Зачарованная величина: Избранное - страница 2

стр.

Материей лесамианской работы, рискну добавить, были сами эти изначальные, доопытные условия человеческого существования — пространство и время. Чувствуя себя на дальней границе культурной ойкумены, он решил противопоставить изоляционистскому бахвальству и уязвленному провинциализму многих своих соотечественников и современников утопическо-мифологическое понимание кубинской культуры как напластования, палимпсеста. А сознавая, что он и его считанные соратники — гости позднего часа, попытался отделить время, ставшее прошлым, от времени, прошлым не становящегося, разграничив тем самым область истории и царство воображения. «Поэзия видит последовательность как единовременность», — записал Лесама в дневнике в 1945 году. Он стремился и вовлекал других, говоря его собственными словами, в «гностические пространства» или «регионы возможного» (одно из ключевых слов нашего автора) и в «эпохи воображения», «творческие эры». Такими выступали у него Япония и Китай, Индия и Египет, исламский мир, средневековая и возрожденческая Европа, барокко и рококо. Такими представали до- и постколумбовы просторы Америки. Включая, понятно — больше того, помещая в самый их центр — Кубу, увиденную, а значит, преображенную зрением поэта.

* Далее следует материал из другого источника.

PR #4471, opened 2020-03-09
[BugFix] Docker so11y cannot be disabled

kezhenxu94:
### Motivation:

This patch fixes the bug that there's no chance to disable the so11y in docker container.

### Modifications:

- Remove the default so11y section, and only add it when the environment variable exists.

### Result:

- Users can disable so11y by leaving the `SW_TELEMETRY` empty or set it to `none`

### DIFF
--- a/docker/oap-es7/docker-entrypoint.sh
+++ b/docker/oap-es7/docker-entrypoint.sh
@@ -384,8 +384,6 @@ receiver-jvm:
   default:
 receiver-clr:
   default:
-receiver-so11y:
-  default:
 service-mesh:
   default:
     bufferPath: \${SW_SERVICE_MESH_BUFFER_PATH:../mesh-buffer/}  # Path to trace buffer files, suggest to use absolute path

Чилийскому романисту Хосе Эдвардсу мир Лесамы увиделся «барочным лабиринтом». Как известно, лабиринт — в чем, видимо, и заключается одна из причин особой притягательности этого древнего и универсального культового символа — соединяет в себе весенний танец с погребальным обрядом, путь к смерти с возрождением к жизни, а образ мира с образом тела. В лесамианском познании всем существом, в его творческой «корпографии», письме всем телом, есть своя, нездешняя и не оставляющая читателя в привычном покое энергия, своя властно диктующая читательскому организму пластика, втягивающий в себя мысль читателя ритм (еще одно ключевое для Лесамы слово). Эти па некоего ритуального продвижения и возврата, почти плясовых остановок и кружений, мгновенного просвета надежды и внезапного потрясения от уже виденного прежде тупика организуют материю его стихов. Перед нами, вокруг нас, в нас самих разворачивается мир празднества. Но смерть при этом не изгнана из утопической вселенной Лесамы, напротив, она для него — основание нового, иного рождения, преображения. В письме к Марии Самбрано 1974 года, откликаясь на известие о кончине ее любимой сестры и вспоминая свою умершую мать, он писал, — «Смерть заставляет нас наново зачинать всех. Эта таящаяся в смерти бесконечная возможность, стоит сделать ее видимой, перекрывает гибельное пространство смерти. Вневременность, иными словами, эдемово, райское начало дает нам силы представлять жизнь как бесконечную возможность, рождающуюся из смерти».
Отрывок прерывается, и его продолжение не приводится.